### TASK REQUIREMENTS
Starting at the line that holds "### kube-controller" and stopping at the line that holds "Hi @usersina, which", restate the records below word for word, with both of those lines included.

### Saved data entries
PR #1871, opened 2021-01-05
Use Nvidia operator

joedborg:
This branch works on nodes without any Nvidia drives installed.  We are waiting on https://github.com/NVIDIA/gpu-operator/issues/126 to allow this to work on nodes already provisioned (essential for most MicroK8s users).

The API remains the same:

```
sudo snap install microk8s --classic
sudo microk8s enable gpu
```

This should fix issues we've been seeing with users on odd combinations of OS and driver version and has also allowed us to strip a bunch of build steps, which is nice.

PR #1964, opened 2021-02-02
Correct containerd systemd settings

joedborg:
Pass correct  settings to the containerd systemd unit.  This is broken off from https://github.com/ubuntu/microk8s/pull/1871.


ktsakalozos (approved):
LGTM +1 thank you @joedborg

PR #3140, opened 2022-05-10
[Backport 1.22] Bump the ingress controller version from 1.0.5 -> 1.2.0

lferran:


lferran:
tested it locally and it works.

PR #3164, opened 2022-05-25
Try to get the dashboard token in dashboard-proxy before creating a n…

ktsakalozos:


scripts/wrappers/dashboard_proxy.py
```diff
@@ -45,27 +78,13 @@ def dashboard_proxy():
...
-            break
-
-        time.sleep(5)
+    # Get token created by the dashboard enable script
+    token = get_token("microk8s-dashboard-token")
+    if not token:
+        # Create a token. This is needed in case the enable script is pre-1.25.
+        print("Create token for accessing the dashboard")
+        run([KUBECTL, "apply", "-f", "-"], input=SECRET_YAML.encode("ascii"))
+        token = get_token("microk8s-dashboard-proxy-token")
```
neoaggelos, line 87: Since we are doing this either way, we don't have to use a separate name for the secret. Should we rename `microk8s-dashboard-proxy-token` to `microk8s-dashboard-token`?

ktsakalozos: +1

PR #3182, opened 2022-05-31
Always regenerate csr.conf

dud225:
Since commit 82683e41282aee0153f6818591e92037db7fd3b0, the tool
refresh_certs.py needs to be told which certificate to refresh.
However when asking to refresh the front proxy client or the server
certificate, the csr.conf is read as is without csr.conf.template being
taken into consideration contrary to what is done when all the
certificates are renewed.
This fixes this inconsistency by always regenerating the file csr.conf.

### DIFF
--- a/microk8s-resources/actions/common/utils.sh
+++ b/microk8s-resources/actions/common/utils.sh
@@ -417,7 +417,7 @@ _gen_server_cert() {
 gen_server_cert() {
     # Generate the server certificate
     # The file csr.conf is checked to determine if a regeneration of the cert must be done.
-    if compare_csr_conf; then
+    if csr_conf_updated; then
         _gen_server_cert
     fi
 }
@@ -431,7 +431,7 @@ _gen_proxy_client_cert() {
 gen_proxy_client_cert() {
     # Generate the proxy client certificate
     # The file csr.conf is checked to determine if a regeneration of the cert must be done.
-    if compare_csr_conf; then
+    if csr_conf_updated; then
         _gen_proxy_client_cert
     fi
 }
@@ -460,7 +460,7 @@ produce_certs() {
         ${SNAP}/usr/bin/openssl req -x509 -new -sha256 -nodes -days 3650 -key ${SNAP_DATA}/certs/front-proxy-ca.key -subj "/CN=front-proxy-ca" -out ${SNAP_DATA}/certs/front-proxy-ca.crt
     fi
 
-    if compare_csr_conf; then
+    if csr_conf_updated; then
         _gen_server_cert
         _gen_proxy_client_cert
         echo "1"
@@ -497,10 +497,10 @@ render_csr_conf() {
     fi
 }
 
-compare_csr_conf() {
+csr_conf_updated() {
     # Compares the file csr.conf.rendered with csr.conf
     # Return
-    #  0 if no change
+    #  0 if different
     #  1 otherwise.
     render_csr_conf
 
@@ -510,9 +510,9 @@ compare_csr_conf() {
 
     if ! "${SNAP}/usr/bin/cmp" -s "${SNAP_DATA}/certs/csr.conf.rendered" "${SNAP_DATA}/certs/csr.conf"; then
         cp ${SNAP_DATA}/certs/csr.conf.rendered ${SNAP_DATA}/certs/csr.conf
-        return 1
+        return 0
     fi
-    return 0
+    return 1
 }
 
 get_node() {
--- a/microk8s-resources/actions/common/utils.sh
+++ b/microk8s-resources/actions/common/utils.sh
@@ -408,19 +408,40 @@ get_ips() {
     fi
 }
 
-gen_server_cert() (
+_gen_server_cert() {
     export OPENSSL_CONF="/snap/microk8s/current/etc/ssl/openssl.cnf"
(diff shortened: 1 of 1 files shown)


microk8s-resources/actions/common/utils.sh
```diff
@@ -485,6 +486,24 @@ render_csr_conf() {
     fi
 }
 
+compare_csr_conf() {
+    # Compares the file csr.conf.rendered with csr.conf
+    # Return
+    #  0 if no change
+    #  1 otherwise.
```
ktsakalozos, line 493: This function will return "0 if no change" so when used in a bash if statement it will evaluate to true if there is no change. So if we have something like 
```
if compare_csr_conf ; then
  generate_cert
fi
```
we will generate a certificate if there is no change in the csr file. This does not sound right.

microk8s-resources/actions/common/utils.sh
```diff
@@ -397,19 +397,40 @@ get_ips() {
...
-gen_proxy_client_cert() (
+gen_server_cert() {
+    # Generate the server certificate
+    # The file csr.conf is checked to determine if a regeneration of the cert must be done.
+    if compare_csr_conf; then
+        _gen_server_cert
+    fi
+}
+
+_gen_proxy_client_cert() {
```
ktsakalozos, line 414: I am not sure we are doing the right thing here. 

Let's say someone wants to reproduce the server certificates. The refresh_certs.py script in [1] will `rm server.crt` and then will call this `gen_server_cert` function. If there is no change in the `csr.conf.template` (which is expected) we will not be recreating the server.crt. 


[1] https://github.com/canonical/microk8s/blob/master/scripts/wrappers/refresh_certs.py#L139

ktsakalozos (changes requested):
Thank you for the PR. Please see the comments.

microk8s-resources/actions/common/utils.sh
dud225: Sorry I got confused, fixed.

microk8s-resources/actions/common/utils.sh
dud225: Yes correct. I would propose to remove the csr.conf file in all the relevant functions in `refresh_certs.py` as it is done for the function _reproduce_all_root_ca_certs_: https://github.com/canonical/microk8s/blob/master/scripts/wrappers/refresh_certs.py#L110=
WDYT?

ktsakalozos:
> However when asking to refresh the front proxy client or the server
> certificate, the csr.conf is read as is without csr.conf.template being
> taken into consideration contrary to what is done when all the
> certificates are renewed.
> This fixes this inconsistency by always regenerating the file csr.conf.

@dud225 could you please help me understand what is the effect of this inconsistency? When does this inconsistency becomes an issue?

Normally, when you change the `csr.conf.template` the apiserver-kicker will pickup the change and will reproduce the respective certificates [1]. So I would expect that under normal circumstances when someone calls the refresh-certs command any changes in the `csr.conf.template` are already in the `csr.conf`.

[1] https://github.com/canonical/microk8s/blob/master/microk8s-resources/wrappers/apiservice-kicker#L77

dud225:
I may miss something but in the current code there isn't any reference to `csr.conf.template` in `produce_certs` so I think that any modification to it is always ignored.

ktsakalozos:
In the current code `produce_certs` calls `render_csr_conf` [1] that uses `csr.conf.template` to produce a  `csr.conf.rendered`. If there are any changes between the `csr.conf.rendered` and the `csr.conf` currently used the respective certificates are re-issues. Any changes to the `csr.conf.template` are picked up by the apiservice-kicker in [2].

[1] https://github.com/canonical/microk8s/blob/master/microk8s-resources/actions/common/utils.sh#L449
[2] https://github.com/canonical/microk8s/blob/master/microk8s-resources/wrappers/apiservice-kicker#L76

dud225:
Hello
You are correct, however AFAIC I'm not falling into this condition. [We actually discussed my configuration together](https://kubernetes.slack.com/archives/CAUNWQ85V/p1637776299227600), long story short my chart is leveraging Multus to create additional IPs and I do not want those to trigger an update of the certs. So I want to keep control of the certificates update by using the _refresh-certs_ command. 
In other words I had to set `--advertise-address 0.0.0.0` to disable the _apiserver-kicker_ from refreshing the certificates.

I want to report that `microk8s refresh-certs --cert server.crt` is actualling behaving differently than what `microk8s refresh-certs --cert ca.crt` does (which is similar to what the _apiserver-kicker_ does).

iamwillbar:
> In the current code `produce_certs` calls `render_csr_conf` [1] that uses `csr.conf.template` to produce a `csr.conf.rendered`. If there are any changes between the `csr.conf.rendered` and the `csr.conf` currently used the respective certificates are re-issues. Any changes to the `csr.conf.template` are picked up by the apiservice-kicker in [2].
> 
> [1] https://github.com/canonical/microk8s/blob/master/microk8s-resources/actions/common/utils.sh#L449 [2] https://github.com/canonical/microk8s/blob/master/microk8s-resources/wrappers/apiservice-kicker#L76

@ktsakalozos does that mean that the step in [this documentation](https://microk8s.io/docs/services-and-ports#heading--auth) that advises to run `refresh-certs` after changing `csr.conf.template` is unnecessary?

Related to this, I assume the `csr.conf.template` would have to be updated on all nodes, is that correct?

dud225:
closed in favor of #3740

Issue #2402, opened 2021-07-03
Change the internal IP


ArseniiPetrovich:
Can I somehow change the IP that the node is using as internal IP? My nodes has an VPN interconnection, and it seems they communicate well through the VPN. However when it comes to setting up addons like DNS I'm having a "No route to host" issue. I tracked it down to microk8s trying to use the "Internal IPs" of nodes instead of using their VPN IPs.

ktsakalozos:
@ArseniiPetrovich could you provide an example with IPs in your setup?

Normally the pods get an IP and the CNI and kube-proxy makes sure the communication is established among them. At which point do you get the "No route to host" error?

ArseniiPetrovich:
https://drive.google.com/drive/folders/18GFyEQ9gf6seLBfM72rUbdBQGuUQ-PXp?usp=sharing

Here, 3 tarballs from all our nodes. Would that answer your question?
I want clusters to connect with `10.11.11.x` addresses, while they connect with their primary addresses, either internal or external ones.

ArseniiPetrovich:
So I get an error when doing `mk8s enable/disable dns`

ArseniiPetrovich:
FYI, one of the nodes is currently out of cluster, I'm testing different options to fix this, but this does not work with 2 nodes either.

afeiszli:
I just ran into the same issue attempting the same process. 
1. Installed private interfaces on all Ubuntu servers using 10.99.x.x addresses (using Netmaker though this shouldn't matter)
2. Installed MicroK8s on top
3. Used the add-node command and selected the private interface
4. Ran the join command on the next node
5. repeat steps 3-4 on all nodes
6. Install CoreDNS

At this point it fails trying to reach the first node. Running "microk8s kubectl get nodes -o wide" I see that all nodes are using default interface IP's as their "internal IP" and no "external IP" is set.

afeiszli:
Update: to set internal IP's you can run the following (run as root on each node):

echo --node-ip=$(ip address show dev YOUR_PRIVATE_INTERFACE | grep 'inet ' | awk -F ' ' '{print $2}' | sed 's/\/24//g') >> /var/snap/microk8s/current/args/kubelet; microk8s stop; microk8s start

Replacing YOUR_PRIVATE_INTERFACE with the private interface name. Idk if this is correct or causes any different issues, but it at least sets the internal IP correctly.

ArseniiPetrovich:
[...]

PR #3216, opened 2022-06-06
ensure kubelet --node-ip is set correctly when joining a cluster

### LINKED ISSUE #3184: Kubelet node-ip parameter overrided while joining and join don't work
#### Summary
When joining a node that have `--node-ip` parameter set in `/var/snap/microk8s/current/args/kubelet` this parameter is overrided and take the value of the joined master; the node never join and microk8s crash on new node.

In `join.py`, i suspect the problem to come from the values in `info["kubelet_args"]` given by `get_connection_info` function to be written in `kubelet` file by the `store_base_kubelet_args` function.

We may respect the actual `node-ip` parameter configured before join.

#### Initial problem
I have to use two network interface and the only way to make it work is to hardcode ip: `--node-ip` in `args/kubelet file` and `--advertise-address` in `args/kube-apiserver`.

neoaggelos:
#### Summary

References #2402
Closes #3184 

#### Changes

- Make sure to set the `--node-ip` kubelet flag properly when joining a cluster where the flag is set.

#### Testing

1. Install MicroK8s on a node, then configure `--node-ip` kubelet argument
2a. Install MicroK8s on a second node, then join as a control plane or worker-only node
2b. Install MicroK8s on a second node, disable HA-cluster, join node.

In all cases, the `--node-ip` of the joining node should be updated and set to the correct IP address. 

#### Possible Regressions

This only affects clusters where the `--node-ip` argument has been explicitly set by the administrator. It does not have implications by default.

#### Checklist

* [X] The introduced changes are covered by unit and/or integration tests.

#### Notes

This needs to be backported to all supported tracks

### DIFF
--- a/scripts/cluster/join.py
+++ b/scripts/cluster/join.py
@@ -550,6 +550,17 @@ def store_base_kubelet_args(args_string):
     try_set_file_permissions(args_file)
 
 
+def update_kubelet_node_ip(args_string, hostname_override):
+    """
+    Update the kubelet --node-ip argument if it was set on the node that we join.
+
+    :param args_string: the kubelet arguments
+    :param hostname_override: the source IP address used by the node when joining
+    """
+    if "--node-ip" in args_string:
+        set_arg("--node-ip", hostname_override, "kubelet")
+
+
 def replace_admin_token(token):
     """
     Replaces the admin token in the known tokens
@@ -822,7 +833,7 @@ def join_dqlite_worker_node(info, master_ip, master_port, token):
     store_cert("serviceaccount.key", info["service_account_key"])
 
     store_base_kubelet_args(info["kubelet_args"])
-
+    update_kubelet_node_ip(info["kubelet_args"], hostname_override)
     update_cert_auth_kubeproxy(token, info["ca"], master_ip, master_port, hostname_override)
     update_cert_auth_kubelet(token, info["ca"], master_ip, master_port)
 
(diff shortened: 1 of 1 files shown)


ktsakalozos (approved):
LGTM +1 thank you @neoaggelos

usersina:
Although this fixes the issue with the mismatching node-ip, the ingress controller will not work on the newly joined worker node and will be in a `Pending` state.

This means that ingress is accessible from the controller node public ip, but not from the worker nodes, FWIW.

To replicate this, assuming that I have:
- `kube-controller` at 192.168.1.1
- `worker-node` at 192.168.1.2

### kube-controller

```bash
# Enable the needed addons
microk8s enable \
    hostpath-storage dns rbac \
    metrics-server dashboard ingress
microk8s enable registry --size 40Gi

# Update the `--node-ip` so that future workers use the correct interface
sudo echo --node-ip=192.168.1.1 >> /var/snap/microk8s/current/args/kubelet
sudo snap restart microk8s

# Verify that the internal IP is being used with
microk8s.kubectl get nodes -o wide

# Prepare the join command
microk8s add-node
```

### worker-node
```bash
microk8s join 192.168.1.1:25000/some-very-long-string/shorter-string --worker
```

It's also worth mentioning that `microk8s disable ingress` will get stuck forever at this point. Also force terminating the controller ingress pod on `worker-node` causes it to be stuck in a terminating state.

neoaggelos:
Hi @usersina, which MicroK8s version are you using? I am not able to replicate the issue you are describing following these commands.

A pod that is stuck in Pending and then terminating is most likely due to a changed kubelet IP address, so the `--node-ip` must be playing into this, but I'm not sure how. Can you create an issue with more details? Thanks!

usersina:
@neoaggelos, there is an open issue for it already where [I documented what worked for me](https://github.com/canonical/microk8s/issues/2402#issuecomment-1460214658) in addition to the versions I've used.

### RESPONSE TO THIS TASK
### kube-controller

```bash
# Enable the needed addons
microk8s enable \
    hostpath-storage dns rbac \
    metrics-server dashboard ingress
microk8s enable registry --size 40Gi

# Update the `--node-ip` so that future workers use the correct interface
sudo echo --node-ip=192.168.1.1 >> /var/snap/microk8s/current/args/kubelet
sudo snap restart microk8s

# Verify that the internal IP is being used with
microk8s.kubectl get nodes -o wide

# Prepare the join command
microk8s add-node
```

### worker-node
```bash
microk8s join 192.168.1.1:25000/some-very-long-string/shorter-string --worker
```

It's also worth mentioning that `microk8s disable ingress` will get stuck forever at this point. Also force terminating the controller ingress pod on `worker-node` causes it to be stuck in a terminating state.

neoaggelos:
Hi @usersina, which MicroK8s version are you using? I am not able to replicate the issue you are describing following these commands.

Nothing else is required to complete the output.